• **RECORDED DATA**
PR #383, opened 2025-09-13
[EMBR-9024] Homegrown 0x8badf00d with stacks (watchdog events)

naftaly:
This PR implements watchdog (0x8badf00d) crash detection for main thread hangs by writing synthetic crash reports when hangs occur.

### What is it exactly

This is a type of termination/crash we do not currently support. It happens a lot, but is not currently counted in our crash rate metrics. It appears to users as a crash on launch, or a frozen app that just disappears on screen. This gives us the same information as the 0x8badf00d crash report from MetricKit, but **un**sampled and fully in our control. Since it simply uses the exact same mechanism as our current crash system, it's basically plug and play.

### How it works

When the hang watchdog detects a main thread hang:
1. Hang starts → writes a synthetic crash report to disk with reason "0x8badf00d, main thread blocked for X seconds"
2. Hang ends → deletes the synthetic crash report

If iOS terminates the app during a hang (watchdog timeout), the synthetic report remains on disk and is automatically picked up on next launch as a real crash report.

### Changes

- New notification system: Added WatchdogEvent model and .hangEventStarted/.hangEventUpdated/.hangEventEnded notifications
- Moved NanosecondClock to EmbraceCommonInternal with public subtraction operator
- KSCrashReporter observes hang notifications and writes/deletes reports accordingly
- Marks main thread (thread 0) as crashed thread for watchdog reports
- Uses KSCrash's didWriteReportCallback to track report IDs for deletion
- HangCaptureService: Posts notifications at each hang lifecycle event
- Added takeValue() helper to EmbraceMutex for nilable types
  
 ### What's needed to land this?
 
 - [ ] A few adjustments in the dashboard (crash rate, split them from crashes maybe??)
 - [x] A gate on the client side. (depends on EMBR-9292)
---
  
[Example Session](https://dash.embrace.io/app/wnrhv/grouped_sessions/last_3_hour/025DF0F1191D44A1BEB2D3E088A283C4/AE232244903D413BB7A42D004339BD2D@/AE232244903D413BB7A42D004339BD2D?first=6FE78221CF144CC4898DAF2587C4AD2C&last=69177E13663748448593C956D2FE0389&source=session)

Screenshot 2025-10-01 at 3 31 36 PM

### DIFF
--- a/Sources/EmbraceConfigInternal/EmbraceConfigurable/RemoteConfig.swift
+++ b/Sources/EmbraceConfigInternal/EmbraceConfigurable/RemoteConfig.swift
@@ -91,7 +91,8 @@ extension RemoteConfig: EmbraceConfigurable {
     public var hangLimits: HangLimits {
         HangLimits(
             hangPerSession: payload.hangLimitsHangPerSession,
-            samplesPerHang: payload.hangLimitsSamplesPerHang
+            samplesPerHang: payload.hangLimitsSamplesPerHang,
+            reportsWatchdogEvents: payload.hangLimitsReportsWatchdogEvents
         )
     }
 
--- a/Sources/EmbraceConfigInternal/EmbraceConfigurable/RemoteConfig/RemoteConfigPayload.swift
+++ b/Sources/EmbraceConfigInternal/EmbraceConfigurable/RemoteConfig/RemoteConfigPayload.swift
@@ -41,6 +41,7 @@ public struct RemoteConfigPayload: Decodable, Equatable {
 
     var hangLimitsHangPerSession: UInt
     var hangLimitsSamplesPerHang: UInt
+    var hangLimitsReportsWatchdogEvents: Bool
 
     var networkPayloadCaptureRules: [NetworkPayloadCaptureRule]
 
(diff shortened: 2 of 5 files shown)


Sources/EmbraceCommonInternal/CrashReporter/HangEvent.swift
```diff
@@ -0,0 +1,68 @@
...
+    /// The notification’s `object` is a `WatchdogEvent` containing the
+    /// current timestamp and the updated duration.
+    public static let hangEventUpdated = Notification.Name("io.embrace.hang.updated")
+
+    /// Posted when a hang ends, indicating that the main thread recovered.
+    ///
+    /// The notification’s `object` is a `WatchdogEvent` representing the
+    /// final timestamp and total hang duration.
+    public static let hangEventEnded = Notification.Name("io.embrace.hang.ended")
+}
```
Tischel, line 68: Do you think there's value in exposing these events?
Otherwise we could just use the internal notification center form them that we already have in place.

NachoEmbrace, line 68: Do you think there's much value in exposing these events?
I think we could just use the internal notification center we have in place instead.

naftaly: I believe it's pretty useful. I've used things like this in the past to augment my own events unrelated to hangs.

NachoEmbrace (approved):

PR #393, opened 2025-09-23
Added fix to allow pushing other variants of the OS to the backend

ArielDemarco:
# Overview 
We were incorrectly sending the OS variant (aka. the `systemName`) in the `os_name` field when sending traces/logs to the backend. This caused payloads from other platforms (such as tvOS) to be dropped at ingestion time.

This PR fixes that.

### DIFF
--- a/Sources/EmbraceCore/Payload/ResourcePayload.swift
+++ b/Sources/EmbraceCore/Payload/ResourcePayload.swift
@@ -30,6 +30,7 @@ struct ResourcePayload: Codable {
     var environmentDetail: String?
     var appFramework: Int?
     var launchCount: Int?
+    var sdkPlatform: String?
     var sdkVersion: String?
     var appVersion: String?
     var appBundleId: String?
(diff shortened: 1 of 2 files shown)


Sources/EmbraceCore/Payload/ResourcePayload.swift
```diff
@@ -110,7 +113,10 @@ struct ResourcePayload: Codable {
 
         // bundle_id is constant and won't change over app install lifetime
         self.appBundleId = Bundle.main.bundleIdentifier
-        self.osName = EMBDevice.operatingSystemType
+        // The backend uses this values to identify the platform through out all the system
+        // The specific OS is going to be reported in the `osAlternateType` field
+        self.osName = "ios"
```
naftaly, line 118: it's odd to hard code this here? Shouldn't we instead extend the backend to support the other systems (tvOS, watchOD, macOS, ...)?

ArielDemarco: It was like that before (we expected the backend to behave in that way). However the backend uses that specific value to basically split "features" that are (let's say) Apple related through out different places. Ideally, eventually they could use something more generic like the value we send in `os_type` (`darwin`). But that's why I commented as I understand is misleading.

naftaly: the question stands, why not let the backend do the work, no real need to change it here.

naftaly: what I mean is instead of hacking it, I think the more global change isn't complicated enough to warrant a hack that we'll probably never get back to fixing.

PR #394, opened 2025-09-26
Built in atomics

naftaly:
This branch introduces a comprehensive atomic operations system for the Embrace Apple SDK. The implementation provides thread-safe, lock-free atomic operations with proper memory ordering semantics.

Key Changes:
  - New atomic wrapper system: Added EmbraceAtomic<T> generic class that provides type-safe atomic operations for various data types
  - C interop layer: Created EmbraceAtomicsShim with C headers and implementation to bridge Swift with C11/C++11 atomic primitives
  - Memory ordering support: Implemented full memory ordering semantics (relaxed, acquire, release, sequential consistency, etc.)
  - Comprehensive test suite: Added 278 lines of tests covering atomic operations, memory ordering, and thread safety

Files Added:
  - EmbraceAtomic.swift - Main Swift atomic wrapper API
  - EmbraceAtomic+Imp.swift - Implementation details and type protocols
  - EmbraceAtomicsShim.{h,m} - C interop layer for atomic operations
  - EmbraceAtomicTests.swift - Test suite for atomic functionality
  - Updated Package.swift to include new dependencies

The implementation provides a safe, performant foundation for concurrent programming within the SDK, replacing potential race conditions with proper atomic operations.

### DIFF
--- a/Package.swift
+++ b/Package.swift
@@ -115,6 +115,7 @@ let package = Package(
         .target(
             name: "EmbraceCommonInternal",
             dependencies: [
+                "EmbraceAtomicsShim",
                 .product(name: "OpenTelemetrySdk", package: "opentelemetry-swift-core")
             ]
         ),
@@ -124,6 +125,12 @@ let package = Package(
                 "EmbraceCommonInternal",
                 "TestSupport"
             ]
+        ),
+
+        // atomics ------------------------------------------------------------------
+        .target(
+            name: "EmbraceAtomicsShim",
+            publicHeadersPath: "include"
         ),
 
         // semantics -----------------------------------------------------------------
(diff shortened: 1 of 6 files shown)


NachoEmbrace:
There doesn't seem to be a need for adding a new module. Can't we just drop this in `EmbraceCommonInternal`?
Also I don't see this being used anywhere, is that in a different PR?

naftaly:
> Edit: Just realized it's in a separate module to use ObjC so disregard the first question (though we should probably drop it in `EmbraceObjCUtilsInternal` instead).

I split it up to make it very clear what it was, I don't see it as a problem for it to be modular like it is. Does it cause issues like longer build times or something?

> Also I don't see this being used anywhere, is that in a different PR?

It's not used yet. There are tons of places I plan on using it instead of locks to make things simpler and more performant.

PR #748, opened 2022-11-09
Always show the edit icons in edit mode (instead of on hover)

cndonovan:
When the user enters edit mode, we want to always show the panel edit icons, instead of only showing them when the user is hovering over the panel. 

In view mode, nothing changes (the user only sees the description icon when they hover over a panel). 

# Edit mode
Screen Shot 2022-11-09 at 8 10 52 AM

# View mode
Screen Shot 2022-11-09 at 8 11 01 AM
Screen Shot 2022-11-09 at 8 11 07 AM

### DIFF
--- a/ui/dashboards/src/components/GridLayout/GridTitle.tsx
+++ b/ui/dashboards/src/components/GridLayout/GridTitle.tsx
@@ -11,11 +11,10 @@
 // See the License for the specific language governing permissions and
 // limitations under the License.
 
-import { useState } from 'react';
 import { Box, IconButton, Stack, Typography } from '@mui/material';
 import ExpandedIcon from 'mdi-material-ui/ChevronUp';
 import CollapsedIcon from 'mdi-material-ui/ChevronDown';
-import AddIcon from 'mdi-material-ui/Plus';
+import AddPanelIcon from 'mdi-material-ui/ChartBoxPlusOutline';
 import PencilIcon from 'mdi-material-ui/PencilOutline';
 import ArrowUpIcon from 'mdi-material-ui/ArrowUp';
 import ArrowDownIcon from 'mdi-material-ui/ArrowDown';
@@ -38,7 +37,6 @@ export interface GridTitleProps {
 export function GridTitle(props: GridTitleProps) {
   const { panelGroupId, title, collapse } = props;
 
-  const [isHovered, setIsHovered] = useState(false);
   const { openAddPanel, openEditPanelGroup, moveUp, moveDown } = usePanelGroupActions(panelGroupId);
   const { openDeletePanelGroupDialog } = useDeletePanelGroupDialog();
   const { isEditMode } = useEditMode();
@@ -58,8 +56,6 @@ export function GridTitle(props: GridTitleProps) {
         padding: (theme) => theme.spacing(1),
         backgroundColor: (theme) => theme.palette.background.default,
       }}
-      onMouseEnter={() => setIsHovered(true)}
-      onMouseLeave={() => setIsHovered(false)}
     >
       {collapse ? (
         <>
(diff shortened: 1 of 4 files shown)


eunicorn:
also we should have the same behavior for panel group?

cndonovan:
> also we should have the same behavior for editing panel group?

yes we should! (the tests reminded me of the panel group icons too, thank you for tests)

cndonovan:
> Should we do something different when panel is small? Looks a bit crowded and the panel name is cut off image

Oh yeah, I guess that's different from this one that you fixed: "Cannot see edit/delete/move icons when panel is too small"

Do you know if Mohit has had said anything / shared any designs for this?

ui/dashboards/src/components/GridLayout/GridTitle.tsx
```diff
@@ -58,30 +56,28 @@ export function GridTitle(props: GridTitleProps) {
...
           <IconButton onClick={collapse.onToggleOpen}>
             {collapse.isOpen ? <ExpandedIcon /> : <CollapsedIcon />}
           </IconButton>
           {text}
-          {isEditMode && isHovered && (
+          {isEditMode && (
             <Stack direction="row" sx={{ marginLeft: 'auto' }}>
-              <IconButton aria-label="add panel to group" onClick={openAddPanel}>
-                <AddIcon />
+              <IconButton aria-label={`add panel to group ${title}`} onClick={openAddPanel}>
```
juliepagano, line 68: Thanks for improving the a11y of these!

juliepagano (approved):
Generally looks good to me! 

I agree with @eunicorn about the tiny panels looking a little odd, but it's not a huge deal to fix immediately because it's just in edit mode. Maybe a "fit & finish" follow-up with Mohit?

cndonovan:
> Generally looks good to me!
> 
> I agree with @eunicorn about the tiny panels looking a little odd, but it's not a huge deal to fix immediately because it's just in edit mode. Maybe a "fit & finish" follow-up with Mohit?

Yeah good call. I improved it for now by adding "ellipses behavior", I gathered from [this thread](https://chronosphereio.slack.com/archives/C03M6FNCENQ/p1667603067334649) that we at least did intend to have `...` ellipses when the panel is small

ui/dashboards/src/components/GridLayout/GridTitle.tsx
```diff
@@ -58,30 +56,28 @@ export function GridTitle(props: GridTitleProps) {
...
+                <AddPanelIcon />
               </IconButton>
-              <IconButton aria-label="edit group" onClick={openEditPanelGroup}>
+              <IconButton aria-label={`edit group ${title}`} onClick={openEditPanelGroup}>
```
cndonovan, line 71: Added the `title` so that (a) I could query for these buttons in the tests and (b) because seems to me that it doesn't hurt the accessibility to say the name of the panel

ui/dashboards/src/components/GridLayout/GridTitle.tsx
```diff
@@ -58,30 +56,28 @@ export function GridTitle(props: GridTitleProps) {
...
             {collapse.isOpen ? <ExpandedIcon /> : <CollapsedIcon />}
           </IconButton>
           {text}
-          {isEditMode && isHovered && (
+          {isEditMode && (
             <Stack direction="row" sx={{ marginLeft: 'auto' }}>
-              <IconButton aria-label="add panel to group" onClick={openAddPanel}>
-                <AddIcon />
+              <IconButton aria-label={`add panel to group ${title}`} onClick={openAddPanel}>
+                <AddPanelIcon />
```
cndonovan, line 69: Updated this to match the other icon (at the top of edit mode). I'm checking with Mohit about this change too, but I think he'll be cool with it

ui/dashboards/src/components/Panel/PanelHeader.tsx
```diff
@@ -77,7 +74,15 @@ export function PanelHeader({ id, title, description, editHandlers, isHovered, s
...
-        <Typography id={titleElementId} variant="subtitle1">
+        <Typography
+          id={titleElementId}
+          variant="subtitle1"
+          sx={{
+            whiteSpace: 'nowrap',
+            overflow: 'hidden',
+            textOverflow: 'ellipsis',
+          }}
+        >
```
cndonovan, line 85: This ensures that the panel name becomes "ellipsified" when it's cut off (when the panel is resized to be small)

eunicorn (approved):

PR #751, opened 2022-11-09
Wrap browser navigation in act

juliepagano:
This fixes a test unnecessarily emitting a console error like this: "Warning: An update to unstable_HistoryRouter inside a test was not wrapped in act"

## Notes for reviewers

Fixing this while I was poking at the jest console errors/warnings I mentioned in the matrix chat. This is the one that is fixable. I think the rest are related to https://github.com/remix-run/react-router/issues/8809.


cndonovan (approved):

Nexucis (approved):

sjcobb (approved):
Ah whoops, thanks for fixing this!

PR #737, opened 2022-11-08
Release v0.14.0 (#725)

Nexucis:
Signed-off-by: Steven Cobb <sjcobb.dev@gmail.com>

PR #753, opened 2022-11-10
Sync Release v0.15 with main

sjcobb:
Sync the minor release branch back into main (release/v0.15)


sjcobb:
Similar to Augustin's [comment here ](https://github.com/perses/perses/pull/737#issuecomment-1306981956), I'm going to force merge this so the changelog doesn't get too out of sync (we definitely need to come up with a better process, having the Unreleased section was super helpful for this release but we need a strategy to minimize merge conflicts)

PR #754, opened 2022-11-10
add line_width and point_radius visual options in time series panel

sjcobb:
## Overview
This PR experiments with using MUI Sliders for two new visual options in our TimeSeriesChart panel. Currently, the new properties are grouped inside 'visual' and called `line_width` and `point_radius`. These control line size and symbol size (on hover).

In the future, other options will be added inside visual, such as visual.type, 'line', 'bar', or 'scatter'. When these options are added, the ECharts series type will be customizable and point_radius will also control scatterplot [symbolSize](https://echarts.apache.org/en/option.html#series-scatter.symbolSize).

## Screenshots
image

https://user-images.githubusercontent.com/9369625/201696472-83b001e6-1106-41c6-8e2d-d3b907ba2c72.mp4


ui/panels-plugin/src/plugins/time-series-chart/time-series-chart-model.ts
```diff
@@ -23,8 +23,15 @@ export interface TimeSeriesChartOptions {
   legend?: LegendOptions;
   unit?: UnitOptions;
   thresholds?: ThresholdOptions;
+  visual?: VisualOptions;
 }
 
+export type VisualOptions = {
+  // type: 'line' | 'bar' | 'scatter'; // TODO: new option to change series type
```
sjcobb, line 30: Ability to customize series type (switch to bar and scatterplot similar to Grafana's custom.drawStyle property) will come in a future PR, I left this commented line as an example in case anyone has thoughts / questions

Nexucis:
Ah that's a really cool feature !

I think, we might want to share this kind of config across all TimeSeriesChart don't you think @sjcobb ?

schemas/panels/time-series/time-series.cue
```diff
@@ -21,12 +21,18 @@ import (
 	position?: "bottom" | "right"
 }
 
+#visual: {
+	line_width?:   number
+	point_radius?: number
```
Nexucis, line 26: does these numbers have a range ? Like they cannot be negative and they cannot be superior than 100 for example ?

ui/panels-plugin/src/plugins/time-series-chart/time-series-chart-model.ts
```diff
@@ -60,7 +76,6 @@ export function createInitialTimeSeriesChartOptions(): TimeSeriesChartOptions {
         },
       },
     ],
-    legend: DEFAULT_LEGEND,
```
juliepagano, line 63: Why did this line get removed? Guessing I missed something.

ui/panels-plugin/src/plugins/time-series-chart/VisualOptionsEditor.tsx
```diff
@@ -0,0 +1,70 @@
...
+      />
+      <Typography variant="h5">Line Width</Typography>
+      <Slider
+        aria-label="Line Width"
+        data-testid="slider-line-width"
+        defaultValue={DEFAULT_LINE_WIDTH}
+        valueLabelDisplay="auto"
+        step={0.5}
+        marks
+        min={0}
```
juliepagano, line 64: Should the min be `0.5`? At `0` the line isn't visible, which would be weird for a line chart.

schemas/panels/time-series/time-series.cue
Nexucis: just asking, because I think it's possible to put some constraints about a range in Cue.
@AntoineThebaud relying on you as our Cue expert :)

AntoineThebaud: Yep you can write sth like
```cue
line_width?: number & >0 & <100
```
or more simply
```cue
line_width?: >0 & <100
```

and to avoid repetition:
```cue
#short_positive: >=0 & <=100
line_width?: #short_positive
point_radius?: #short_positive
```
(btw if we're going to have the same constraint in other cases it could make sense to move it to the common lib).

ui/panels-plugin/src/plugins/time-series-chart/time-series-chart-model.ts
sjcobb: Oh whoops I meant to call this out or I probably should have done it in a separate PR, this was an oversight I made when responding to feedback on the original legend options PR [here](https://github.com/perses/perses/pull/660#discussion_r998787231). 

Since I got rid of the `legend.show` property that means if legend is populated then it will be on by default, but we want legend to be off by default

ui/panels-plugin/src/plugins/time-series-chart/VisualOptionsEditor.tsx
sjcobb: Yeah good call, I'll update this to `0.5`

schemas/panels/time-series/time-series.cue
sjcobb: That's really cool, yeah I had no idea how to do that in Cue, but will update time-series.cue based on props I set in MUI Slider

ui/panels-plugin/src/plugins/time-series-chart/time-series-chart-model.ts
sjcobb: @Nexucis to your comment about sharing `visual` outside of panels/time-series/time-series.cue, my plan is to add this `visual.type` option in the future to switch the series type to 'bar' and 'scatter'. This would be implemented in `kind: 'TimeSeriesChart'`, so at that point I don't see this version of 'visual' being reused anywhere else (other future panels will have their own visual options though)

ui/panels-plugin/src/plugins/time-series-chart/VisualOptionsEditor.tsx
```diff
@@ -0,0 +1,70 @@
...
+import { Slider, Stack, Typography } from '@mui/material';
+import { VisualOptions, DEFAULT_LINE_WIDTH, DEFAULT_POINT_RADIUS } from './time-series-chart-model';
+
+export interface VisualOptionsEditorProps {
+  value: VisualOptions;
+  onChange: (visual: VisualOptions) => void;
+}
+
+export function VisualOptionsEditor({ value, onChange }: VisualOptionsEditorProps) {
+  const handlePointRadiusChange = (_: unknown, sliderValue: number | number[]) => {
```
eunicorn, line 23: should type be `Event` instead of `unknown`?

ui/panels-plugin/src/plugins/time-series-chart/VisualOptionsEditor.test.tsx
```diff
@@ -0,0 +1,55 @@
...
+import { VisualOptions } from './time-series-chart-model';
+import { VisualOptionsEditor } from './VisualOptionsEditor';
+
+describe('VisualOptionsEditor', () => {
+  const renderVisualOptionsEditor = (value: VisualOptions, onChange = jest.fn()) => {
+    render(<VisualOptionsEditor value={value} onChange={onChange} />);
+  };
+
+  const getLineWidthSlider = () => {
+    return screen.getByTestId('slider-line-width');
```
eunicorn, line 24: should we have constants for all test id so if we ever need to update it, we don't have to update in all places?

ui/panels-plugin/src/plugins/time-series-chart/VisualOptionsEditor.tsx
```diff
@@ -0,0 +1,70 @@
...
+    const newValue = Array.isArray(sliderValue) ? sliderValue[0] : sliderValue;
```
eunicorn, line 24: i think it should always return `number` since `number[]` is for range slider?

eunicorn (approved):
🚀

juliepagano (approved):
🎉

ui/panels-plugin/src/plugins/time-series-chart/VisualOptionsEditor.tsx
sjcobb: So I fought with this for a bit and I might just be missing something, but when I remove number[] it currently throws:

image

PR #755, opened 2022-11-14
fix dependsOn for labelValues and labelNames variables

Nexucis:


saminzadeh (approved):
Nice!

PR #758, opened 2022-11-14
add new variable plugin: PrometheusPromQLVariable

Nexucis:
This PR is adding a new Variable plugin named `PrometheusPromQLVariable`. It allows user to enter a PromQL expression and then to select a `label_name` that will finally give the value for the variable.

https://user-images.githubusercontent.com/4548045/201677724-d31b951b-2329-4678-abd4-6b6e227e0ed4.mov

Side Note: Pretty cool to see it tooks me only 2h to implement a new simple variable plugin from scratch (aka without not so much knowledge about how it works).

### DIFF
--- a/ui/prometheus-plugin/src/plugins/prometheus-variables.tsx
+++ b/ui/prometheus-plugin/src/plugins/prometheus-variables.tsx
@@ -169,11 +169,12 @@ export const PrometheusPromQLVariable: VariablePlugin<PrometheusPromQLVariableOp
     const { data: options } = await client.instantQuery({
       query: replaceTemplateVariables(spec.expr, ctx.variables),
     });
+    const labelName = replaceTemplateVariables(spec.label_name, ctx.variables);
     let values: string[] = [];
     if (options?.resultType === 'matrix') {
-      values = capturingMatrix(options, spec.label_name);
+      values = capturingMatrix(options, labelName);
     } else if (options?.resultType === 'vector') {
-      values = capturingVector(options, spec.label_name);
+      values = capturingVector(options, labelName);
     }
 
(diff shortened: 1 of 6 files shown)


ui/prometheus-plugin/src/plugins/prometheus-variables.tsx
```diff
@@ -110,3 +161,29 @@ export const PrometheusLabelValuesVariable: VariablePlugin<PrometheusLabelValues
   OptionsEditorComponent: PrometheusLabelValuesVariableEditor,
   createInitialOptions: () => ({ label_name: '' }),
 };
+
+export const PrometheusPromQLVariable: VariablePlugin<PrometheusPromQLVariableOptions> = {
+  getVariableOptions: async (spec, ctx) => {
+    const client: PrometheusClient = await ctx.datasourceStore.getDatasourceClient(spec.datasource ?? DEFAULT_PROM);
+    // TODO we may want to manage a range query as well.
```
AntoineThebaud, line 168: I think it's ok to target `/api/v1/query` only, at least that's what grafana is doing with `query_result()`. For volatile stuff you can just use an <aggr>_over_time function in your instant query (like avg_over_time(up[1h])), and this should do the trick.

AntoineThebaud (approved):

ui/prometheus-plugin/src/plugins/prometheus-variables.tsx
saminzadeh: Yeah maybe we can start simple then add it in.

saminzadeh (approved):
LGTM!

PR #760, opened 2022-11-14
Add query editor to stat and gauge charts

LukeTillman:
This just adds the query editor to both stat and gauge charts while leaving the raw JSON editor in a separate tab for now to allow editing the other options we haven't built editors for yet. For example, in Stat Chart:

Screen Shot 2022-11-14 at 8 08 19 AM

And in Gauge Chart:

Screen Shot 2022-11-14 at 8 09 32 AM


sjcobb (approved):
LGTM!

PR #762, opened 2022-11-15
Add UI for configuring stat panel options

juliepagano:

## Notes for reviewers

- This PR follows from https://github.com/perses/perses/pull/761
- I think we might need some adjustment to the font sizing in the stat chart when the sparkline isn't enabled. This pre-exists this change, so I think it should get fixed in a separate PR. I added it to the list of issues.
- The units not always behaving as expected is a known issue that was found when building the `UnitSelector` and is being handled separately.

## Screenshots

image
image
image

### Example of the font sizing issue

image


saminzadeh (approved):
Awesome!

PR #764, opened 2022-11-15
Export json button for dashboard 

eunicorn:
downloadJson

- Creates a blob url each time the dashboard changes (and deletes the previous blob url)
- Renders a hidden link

• **ASSIGNED TASK**
Make a copy of each line in the records above that has the word "hangEventEnded".

• **SOLVED PROBLEM**
- New notification system: Added WatchdogEvent model and .hangEventStarted/.hangEventUpdated/.hangEventEnded notifications
+    public static let hangEventEnded = Notification.Name("io.embrace.hang.ended")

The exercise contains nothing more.